Starting at the top of the data and ending with the line that holds "## What do these changes do?", transcribe each line exactly; include both ends.

%%

PR #5028, opened 2022-09-23
FIX-#4966: Fix `to_timedelta` to return Series instead of TimedeltaIndex

Billy2551:

## What do these changes do?

Added implementation for `to_timedelta` instead of using pandas version. Previously returned incorrect output when using a Modin Series as input.

Added tests for `to_timedelta` with Modin Series.

- [x] Resolves #? 
- [x] tests added and passing

### DIFF
--- a/docs/release_notes/release_notes-0.16.0.rst
+++ b/docs/release_notes/release_notes-0.16.0.rst
@@ -55,7 +55,7 @@ Key Features and Updates
   * FIX-#4996: Evaluate BenchmarkMode at each function call (#4997)
   * FIX-#4022: Fixed empty data frame with index (#4910)
   * FIX-#4090: Fixed check if the index is trivial (#4936)
-  * FIX-#4966: Fix `to_timedelta` to return Series instead of TimedeltaIndex (#4966)
+  * FIX-#4966: Fix `to_timedelta` to return Series instead of TimedeltaIndex (#5028)
 * Performance enhancements
   * PERF-#4182: Add cell-wise execution for binary ops, fix bin ops for empty dataframes (#4391)
   * PERF-#4288: Improve perf of `groupby.mean` for narrow data (#4591)
--- a/docs/release_notes/release_notes-0.16.0.rst
+++ b/docs/release_notes/release_notes-0.16.0.rst
@@ -55,6 +55,7 @@ Key Features and Updates
   * FIX-#4996: Evaluate BenchmarkMode at each function call (#4997)
   * FIX-#4022: Fixed empty data frame with index (#4910)
   * FIX-#4090: Fixed check if the index is trivial (#4936)
+  * FIX-#4966: Fix `to_timedelta` to return Series instead of TimedeltaIndex (#4966)
 * Performance enhancements
   * PERF-#4182: Add cell-wise execution for binary ops, fix bin ops for empty dataframes (#4391)
   * PERF-#4288: Improve perf of `groupby.mean` for narrow data (#4591)
--- a/modin/core/storage_formats/base/query_compiler.py
+++ b/modin/core/storage_formats/base/query_compiler.py
@@ -1322,7 +1322,7 @@ class BaseQueryCompiler(ClassLogger, abc.ABC):
 
     @doc_utils.add_one_column_warning
     @doc_utils.add_refer_to("to_timedelta")
-    def to_timedelta(self, unit="ns", errors="raise", *args, **kwargs):  # noqa: PR02
+    def to_timedelta(self, unit="ns", errors="raise"):  # noqa: PR02
         """
         Convert argument to timedelta.
 
@@ -1331,10 +1331,6 @@ class BaseQueryCompiler(ClassLogger, abc.ABC):
         unit : str, default: "ns"
             Denotes the unit of the arg for numeric arg. Defaults to "ns".
         errors : {"ignore", "raise", "coerce"}, default: "raise"
-        *args : iterable
-            Serves the compatibility purpose. Does not affect the result.
-        **kwargs : dict
-            Serves the compatibility purpose. Does not affect the result.
 
         Returns
         -------
@@ -1342,7 +1338,7 @@ class BaseQueryCompiler(ClassLogger, abc.ABC):
             New QueryCompiler with converted to timedelta values.
         """
         return SeriesDefault.register(pandas.to_timedelta)(
-            self, unit=unit, errors=errors, *args, **kwargs
+            self, unit=unit, errors=errors
         )
 
     # FIXME: get rid of `**kwargs` parameter (Modin issue #3108).
--- a/modin/core/storage_formats/base/query_compiler.py
+++ b/modin/core/storage_formats/base/query_compiler.py
@@ -1322,7 +1322,7 @@ class BaseQueryCompiler(ClassLogger, abc.ABC):
 
     @doc_utils.add_one_column_warning
     @doc_utils.add_refer_to("to_timedelta")
-    def to_timedelta(self, *args, **kwargs):  # noqa: PR02
+    def to_timedelta(self, unit="ns", errors="raise", *args, **kwargs):  # noqa: PR02
         """
         Convert argument to timedelta.
 
@@ -1341,7 +1341,9 @@ class BaseQueryCompiler(ClassLogger, abc.ABC):
         BaseQueryCompiler
             New QueryCompiler with converted to timedelta values.
         """
-        return SeriesDefault.register(pandas.to_timedelta)(self, *args, **kwargs)
+        return SeriesDefault.register(pandas.to_timedelta)(
+            self, unit=unit, errors=errors, *args, **kwargs
+        )
 
     # FIXME: get rid of `**kwargs` parameter (Modin issue #3108).
     @doc_utils.add_one_column_warning
--- a/modin/core/storage_formats/base/query_compiler.py
+++ b/modin/core/storage_formats/base/query_compiler.py
@@ -1328,9 +1328,9 @@ class BaseQueryCompiler(ClassLogger, abc.ABC):
 
         Parameters
         ----------
-        unit : str
+        unit : str, default: "ns"
             Denotes the unit of the arg for numeric arg. Defaults to "ns".
-        errors : {"ignore", "raise", "coerce"}
+        errors : {"ignore", "raise", "coerce"}, default: "raise"
         *args : iterable
             Serves the compatibility purpose. Does not affect the result.
         **kwargs : dict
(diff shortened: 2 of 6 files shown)


modin/core/storage_formats/pandas/query_compiler.py
```diff
@@ -1381,6 +1381,11 @@ def stack(self, level, dropna):
             pandas.to_numeric(df.squeeze(axis=1), *args, **kwargs)
         )
     )
+    to_timedelta = Map.register(
```
mvashishtha, line 1384: I think we can pass `dtypes="timedelta64[ns]"` because the pandas docs say that the output is "Series of timedelta64 dtype". I can't find any `timedelta64` type besides `timedelta64[ns]`, so I guess that's the type to pass. Setting dtypes ahead of time means that we don't have to figure them out from the partitions later.

modin/pandas/test/test_general.py
```diff
@@ -801,3 +802,9 @@ def test_empty_dataframe():
 def test_empty_series():
     s = pd.Series([])
     pd.to_numeric(s)
+
+
+def test_to_timedelta():
+    # This test case comes from
+    # https://github.com/modin-project/modin/issues/4966
+    eval_general(pd, pandas, lambda lib: lib.to_timedelta(lib.Series([1])))
```
mvashishtha, line 810: We should test float and int data, at least, with enough data to fill a few partitions. `test_data` in the utils has exactly those types. We can adapt the code here to parametrize by the data type-- maybe we don't need a method as complicated as `create_test_series`. https://github.com/modin-project/modin/blob/0a2c0de4451f7e2e8f337a9478d7595473aa348e/modin/pandas/test/test_series.py#L210-L212

pyrito (commented):
@Billy2551 looks like there are some documentation errors. Could you take a look at them?

mvashishtha:
> looks like there are some documentation errors. Could you take a look at them?

@Billy2551 I recommend running locally the docstyle command from the [failed CI job](https://github.com/modin-project/modin/actions/runs/3115012026/jobs/5051480045): 

```shell
  python scripts/doc_checker.py --add-ignore=D101,D102,D103,D105 --disable-numpydoc \
    modin/pandas/dataframe.py modin/pandas/series.py \
    modin/pandas/groupby.py \
    modin/pandas/series_utils.py modin/pandas/general.py \
    modin/pandas/plotting.py modin/pandas/utils.py \
    modin/pandas/iterator.py modin/pandas/indexing.py \
```

modin/core/storage_formats/base/query_compiler.py
```diff
@@ -1320,6 +1320,29 @@ def to_numeric(self, *args, **kwargs):  # noqa: PR02
...
+    @doc_utils.add_refer_to("to_timedelta")
+    def to_timedelta(self, *args, **kwargs):  # noqa: PR02
+        """
+        Convert argument to timedelta.
+
+        Parameters
+        ----------
+        unit : str
+            Denotes the unit of the arg for numeric arg. Defaults to "ns".
+        errors : {"ignore", "raise", "coerce"}
```
vnlitvinov, line 1333: I don't see those arguments in the function signature, it should error out in the docs

modin/core/storage_formats/pandas/query_compiler.py
```diff
@@ -1381,6 +1381,12 @@ def stack(self, level, dropna):
...
+        lambda s, *args, **kwargs: pandas.to_timedelta(
+            s.squeeze(1), *args, **kwargs
```
vnlitvinov, line 1386:
```suggestion
            s.squeeze(axis=1), *args, **kwargs
```
is that right? I would prefer using named arguments for better readability

modin/pandas/general.py
```diff
@@ -759,3 +759,15 @@ def get_names(obj):
...
+@_inherit_docstrings(pandas.to_datetime, apilink="pandas.to_timedelta")
+@enable_logging
+def to_timedelta(arg, unit=None, errors="raise"):  # noqa: PR01, RT01, D200
+    """
+    Convert argument to timedelta.
+    """
+    if isinstance(arg, Series):
+        query_compiler = arg._query_compiler.to_timedelta(unit=unit, errors=errors)
+        return Series(query_compiler=query_compiler)
+    return pandas.to_timedelta(arg, unit=unit, errors=errors)
```
vnlitvinov, line 773: this feels really weird - is there a reason why we should return a pandas object from this method?.. I would prefer to return Modin Series here at all cases

Billy2551: Fixed to convert pandas Series results to modin Series

modin/core/storage_formats/pandas/query_compiler.py
Billy2551: Fixed.

modin/core/storage_formats/base/query_compiler.py
Billy2551: Fixed.

docs/release_notes/release_notes-0.16.0.rst
```diff
@@ -53,6 +53,7 @@ Key Features and Updates
   * FIX-#4597: Refactor Partition handling of func, args, kwargs (#4715)
   * FIX-#4996: Evaluate BenchmarkMode at each function call (#4997)
   * FIX-#4022: Fixed empty data frame with index (#4910)
+  * FIX-#4966: Fix `to_timedelta` to return Series instead of TimedeltaIndex (#4966)
```
pyrito, line 56:
```suggestion
  * FIX-#4966: Fix `to_timedelta` to return Series instead of TimedeltaIndex (#5028 )
```

modin/core/storage_formats/base/query_compiler.py
```diff
@@ -1320,6 +1320,31 @@ def to_numeric(self, *args, **kwargs):  # noqa: PR02
...
+
+        Parameters
+        ----------
+        unit : str, default: "ns"
+            Denotes the unit of the arg for numeric arg. Defaults to "ns".
+        errors : {"ignore", "raise", "coerce"}, default: "raise"
+        *args : iterable
+            Serves the compatibility purpose. Does not affect the result.
+        **kwargs : dict
+            Serves the compatibility purpose. Does not affect the result.
```
mvashishtha, line 1337:
```suggestion
    def to_timedelta(self, unit="ns", errors="raise"):
        """
        Convert argument to timedelta.

        Parameters
        ----------
        unit : str, default: "ns"
            Denotes the unit of the arg for numeric arg. Defaults to "ns".
        errors : {"ignore", "raise", "coerce"}, default: "raise"
```

I don't think pandas supports `*args` or `**kwargs`

modin/core/storage_formats/base/query_compiler.py
```diff
@@ -1320,6 +1320,31 @@ def to_numeric(self, *args, **kwargs):  # noqa: PR02
...
+
+        Returns
+        -------
+        BaseQueryCompiler
+            New QueryCompiler with converted to timedelta values.
+        """
+        return SeriesDefault.register(pandas.to_timedelta)(
+            self, unit=unit, errors=errors, *args, **kwargs
+        )
```
mvashishtha, line 1346:
```suggestion
        return SeriesDefault.register(pandas.to_timedelta)(self, unit=unit, errors=errors)
```

modin/pandas/general.py
```diff
@@ -759,3 +759,18 @@ def get_names(obj):
...
+    """
+    Convert argument to timedelta.
+    """
+    if isinstance(arg, Series):
+        query_compiler = arg._query_compiler.to_timedelta(unit=unit, errors=errors)
+        return Series(query_compiler=query_compiler)
+    result = pandas.to_timedelta(arg, unit=unit, errors=errors)
+    if isinstance(result, pandas.Series):
+        return Series(result)
+    return result
```
mvashishtha, line 776:
```suggestion
    return pandas.to_timedelta(arg, unit=unit, errors=errors)
```

```suggestion
```

According to the documentation, return type is series if and only if the input is a series. So I don't think we could hit this case.

modin/pandas/test/test_general.py
```diff
@@ -801,3 +801,22 @@ def test_empty_dataframe():
 def test_empty_series():
     s = pd.Series([])
     pd.to_numeric(s)
+
+
+@pytest.mark.parametrize("data", test_data_values, ids=test_data_keys)
+def test_to_timedelta(data):
```
mvashishtha, line 807: Could you add another test case where we pass:

- a list-like of ints, like `[1]`
- a list-like of invalid strings, like `['a']`. This should raise `ValueError`.
- a valid scalar, like `1`
- an invalid scalar, like '"a"'

We can do something like `@pytest.mark.parametrize('arg', [[1, 2], ["a"], 1, "a"], ids=["list_of_ints", "list_of_invalid_strings", "scalar", "invalid_scalar"])`

mvashishtha (dismissed):
LGTM @Billy2551 ! Thank you.

pyrito (approved):

modin/pandas/general.py
vnlitvinov, line 773: This is again returning some pandas object, not Modin, is that really what we want?

I think our stance on API is we mimic pandas, but we use our own types everywhere.

modin/pandas/test/test_general.py
```diff
@@ -801,3 +802,31 @@ def test_empty_dataframe():
...
+    else:
+        modin_series = pd.Series(data)
+        pandas_series = pandas.Series(data)
+
+    modin_series = pd.to_timedelta(modin_series)
+    pandas_series = pandas.to_timedelta(pandas_series)
+    df_equals(
+        modin_series.to_frame(name="timedelta"),
+        pandas_series.to_frame(name="timedelta"),
+    )
```
vnlitvinov, line 832: let's use `eval_general()` here, too - it takes care of comparing exceptions if they raise (plus it correctly waits for async Modin calls as they only raise exceptions when we ask for the result):
```suggestion
    def make_frame(lib):
        series = lib.Series(
            next(iter(data.values())) if isinstance(data, dict) else data
        )
        return lib.to_timedelta(series).to_frame(name="timedelta")

    eval_general(pd, pandas, make_frame)

```

vnlitvinov (changes requested):

mvashishtha (dismissed):
@Billy2551 I have a minor comment, but LGTM once @vnlitvinov 's comments are resolved.

mvashishtha (approved):
Thanks @Billy2551

pyrito (approved):

vnlitvinov (approved):
LGTM, thanks @Billy2551!

YarShev (approved):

%%

▶ _EXERCISE OUTPUT_
PR #5028, opened 2022-09-23
FIX-#4966: Fix `to_timedelta` to return Series instead of TimedeltaIndex

Billy2551:

## What do these changes do?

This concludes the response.